If delegations are not enabled, along with the TCP connection being in
ESTABLISHED state and Recq == 0, then I don't know what your problem is.
--> If you can capture packets "tcpdump -s 0 -w out.pcap host <client>"
    done on the server and then reproduce the hang, I can look at out.pcap
    to try and see what is going on.

And always use "hard" mounts on the clients and never "soft".
(That is in the BUGS section of "man mount_nfs".)
--> Your first example of an fstab line in your post on PR178231.
    I assume you meant either/or and you don't have both lines in /etc/fstab.
    That would be weird and incorrect.

Finally, if your clients are new enough "umount -N /mnt/path" is the
way to get rid of a hung NFS mount point. "umount -f /mnt/path" won't
ever work.

Comment 24 Chris Stephan 2021-10-02 03:14:27 UTC

(In reply to Rick Macklem from comment #23)

Added your requests to the test plan for 2020-10-03.
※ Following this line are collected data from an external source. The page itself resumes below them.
PR #6718, opened 2020-07-21
rolling_median_t: fix wraparound case

UkoeHB:
Originally when the rolling median has an even number of elements stored, it returns the average of the middle two elements like this:
`return (a+b)/2`
However, if `(a + b)` is greater than the size of the type of `a` and `b`, the result might wrap around (e.g. if it's an integral type, etc.).

While it is unlikely wraparound will ever occur based on how Monero uses the rolling median, it's better to have safe code in case this template gets reused elsewhere. The new equation is
`(a+b)/2 = (a/2) + (b/2) + ((a - 2*(a/2)) + (b - 2*(b/2)))/2`

This is intended to play nice with integral division, however floating point types may have more rounding errors due to the additional operations.

### DIFF
--- a/contrib/epee/include/misc_language.h
+++ b/contrib/epee/include/misc_language.h
@@ -106,6 +106,14 @@ namespace misc_utils
 		return true;
 	}
 
+  template <typename T>
+  T get_mid(const T &a, const T &b)
+  {
+    //returns the average of two numbers; overflow safe and works with at least all integral and floating point types
+    //(a+b)/2 = (a/2) + (b/2) + ((a - 2*(a/2)) + (b - 2*(b/2)))/2
+    return (a/2) + (b/2) + ((a - 2*(a/2)) + (b - 2*(b/2)))/2;
+  }
+
   template<class type_vec_type>
   type_vec_type median(std::vector<type_vec_type> &v)
   {
@@ -122,7 +130,7 @@ namespace misc_utils
       return v[n];
     }else 
     {//2, 4, 6...
-      return (v[n-1] + v[n])/2;
+      return get_mid<type_vec_type>(v[n-1],v[n]);
     }
 
   }
--- a/contrib/epee/include/rolling_median.h
+++ b/contrib/epee/include/rolling_median.h
@@ -34,6 +34,8 @@
 
 #pragma once
 
+#include "misc_language.h"
+
 #include <stdlib.h>
 #include <stdint.h>
 
@@ -226,7 +228,7 @@ public:
     Item v = data[heap[0]];
     if (minCt < maxCt)
     {
-      v = (v + data[heap[-1]]) / 2;
+      v = get_mid<Item>(v, data[heap[-1]]);
     }
     return v;
   }
--- a/tests/unit_tests/rolling_median.cpp
+++ b/tests/unit_tests/rolling_median.cpp
@@ -170,6 +170,17 @@ TEST(rolling_median, history_blind)
   }
 }
 
+TEST(rolling_median, overflow)
+{
+  epee::misc_utils::rolling_median_t<uint64_t> m(2);
+
+  uint64_t over_half = static_cast<uint64_t>(3) << static_cast<uint64_t>(62);
+  m.insert(over_half);
+  m.insert(over_half);
+  ASSERT_EQ((over_half + over_half) < over_half, true);
+  ASSERT_EQ(over_half, m.median());
+}
+
 TEST(rolling_median, size)
 {
   epee::misc_utils::rolling_median_t<uint64_t> m(10);


moneromooo-monero:
That looks awfully complicated. Why does something like this not work ?
```
  w = data[heap[-1]];
  v = v/2 + w/2 + (v&w&1);
```
Also get rid of the gratuitous rename please.

UkoeHB:
`w = data[heap[-1]];
  v = v/2 + w/2 + (v&w&1);`
Doesn't work for non-integral types. Also note that `b + (a - b)/2` is not wraparound safe for signed types.

"Also get rid of the gratuitous rename please."
It's a readibility improvement that is directly related to the update, trivial, and safely isolated.

moneromooo-monero:
The element is a uint64_t, wihch is integral and unsigned.
A readability improvement from renaming v to a ? Did you upload the wrong patch ?

moneromooo-monero:
Oh whatever, the renaming is small enough, I can't be arsed arguing further, have it in if you want. The formula's way more complicated than it needs to though, since you appear to have made it work for types we don't need.

UkoeHB:
I agree the equation isn't pretty, however this template has no controls on its type. What about adding a type trait check?
```
include <type_traits>

template<typename Item, typename std::enable_if_t<std::is_unsigned<Item>::value>>
```

`std::is_unsigned` apparently only returns true for unsigned integral types.

moneromooo-monero:
Sure, that would be fine.

moneromooo-monero:
I am not sure whether the heap values will be always sorted. Might be worth adding a test to avoid underflowing too unless you're sure the values will always be sorted.

UkoeHB:
Good point, this algorithm is incredibly opaque. Apparently maxHeap uses negative indices, contrary to what I thought all along. To be on the safe side I used your recommended `(a/b) + (b/2) + (a&b&1)` expression.

UkoeHB:
A test failed. The rolling median is tested against a static median that also appears vulnerable to overthrow. [This line](https://github.com/monero-project/monero/blob/36344e8e046261e93116c71b6363cb79b850492e/contrib/epee/include/misc_language.h#L125) related to [this test](https://github.com/monero-project/monero/blob/5d850dde99ca282d2c6f9a1b1eb00a3812cb15be/tests/unit_tests/rolling_median.cpp#L65).

It seems like the median in misc_language.h should also be updated. However, epee::misc_utils::median() isn't just used for unsigned integers. [For example...](https://github.com/monero-project/monero/blob/a0d179e528220137885fee0817dc792127aec18c/tests/unit_tests/output_selection.cpp#L130)

Therefore unfortunately I believe we need to insert that ungainly expression into epee::misc_utils::median().

moneromooo-monero:
std::min(a,b) + (std::max(a,b) - std::min(a,b))/2 ?

moneromooo-monero:
Ah, nvm, off by one for integrals. Guess it could be made with a template get_mid function.

moneromooo-monero:
Actually it might not be off by one.

UkoeHB:
The problem is signed integrals can overflow.
```
char a = 100;
char b = -100;
char median = b + (a - b)/2;
assert(median == 0);  //false, due to overflow it's -100 + (200)/2 = ???
```

UkoeHB:
Updated with a new 'get_mid' template, and a unit test for demonstrating the rolling median is safe against overflow. Let me know if there is a better file for 'get_mid', or anything like that. While the expression looks absurd, it at least works generically.

UkoeHB:
I rolled back the type trait check, since 'get_mid' works generically.

moneromooo-monero:
The equation symbolically balances. I have no idea whether it's overflow/underflow safe though (apart from trying a few examples). Is it mentioned in literature ?

UkoeHB:
I'm not aware of any official-sounding exposition of the expression, although [this website](https://www.geeksforgeeks.org/compute-average-two-numbers-without-overflow/) has something similar. Here is a short argument, let me know what you think.
```
Variables a, b
(a+b)/2 = (a/2) + (b/2) + ((a-2*(a/2)) + (b-2*(a/2)))/2
(a-2*(a/2)) -> information lost by integer division

TYPE_MAX >= a >= b
TYPE_MAX/2 >= a/2 + lost_info_a/2
TYPE_MAX/2 >= b/2 + lost_info_b/2
TYPE_MAX/2 + TYPE_MAX/2 >= a/2 + b/2 + lost_info_a/2 + lost_info_b/2
TYPE_MAX >= a/2 + b/2 + (lost_info_a + lost_info_b)/2
```

moneromooo-monero:
Not quite the same as in the patch, but reading the one in the patch carefully, I understand it and it looks equivalent to "add one if both a and b are odd", which is right. Thanks.

PR #6727, opened 2020-07-30
A few error handling fixes

moneromooo-monero:


external/easylogging++/easylogging++.cc
```diff
@@ -2968,6 +2968,16 @@ void Writer::initializeLogger(Logger *logger, bool needLock) {
 }
 
 void Writer::processDispatch() {
+  static std::atomic_flag in_dispatch;
```
vtnerd, line 2971: Is this to manage the case where an exception is thrown from the logger, and therefore its state needs to be reset? This is ... a hack. If something _must_ be cleaned up, like releasing a lock, that's the purpose for RAII in C++. Is the upstream easylogging++ implemented like this (improper lock cleanup)?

In regards to hard vs soft. I saw that, but was grasping at straws. With very little references to working NFSv4 setups on the internet and limited information outside of `man nfsv4' (even from the linux community). At one point, I found a blog post with limited instruction on NFSv4 between Solaris clients and FreeBSD 11.1 recommending using a soft mount. I was short on examples, so when we started running into issues so quickly, I assumed either the BUGS section was dated information and it was worth a shot. Needless to say, it didn't resolve anything, but I'm not sure it made it any worse either. Just to be clear, intr will be deprecated for all client versions going forward, not just NFSv3, correct, or is this a linux only change?

Comment 25 Rick Macklem freebsd_committer

2021-10-02 05:00:43 UTC

I, personally, I am not a fan of "soft" or "intr"
mount options, because they can result in I/O syscalls
returning EINTR, which is not POSIX and not expected
by most applications.

Having said that, you can safely use them for NFSv3.
It is the open/lock state in NFSv4 that gets "confused"
when an RPC involving locking terminates via interruption
(a signal) or times out ("soft").

Comment 26 Jason 2022-02-14 15:56:04 UTC

I am looking to apply updates to my servers and want to verify that the fix established here has been applied to FreeBSD 12.X.  How can I see which kernel versions this patch was applied to so that I can be confident when moving forward?

Comment 27 Rick Macklem freebsd_committer

2022-02-14 22:22:14 UTC

The patch is in 12.3.

To see this, you'd need to play around with git.
(There might be some clone in github that
 you can look at, so you don't have to bother to git clone, etc.?)
--> I'll admit I don't even know what the release branches are called
    in the git clone, since I only mess with main and stable/N.

Comment 28 Jason 2022-02-15 15:58:15 UTC

Thank you.
Knowing that the patch is in 12.3 is helpful.

Comment 29 Rick Macklem freebsd_committer

2022-05-20 22:22:05 UTC

Since the 13.1 release has this fix, close the PR.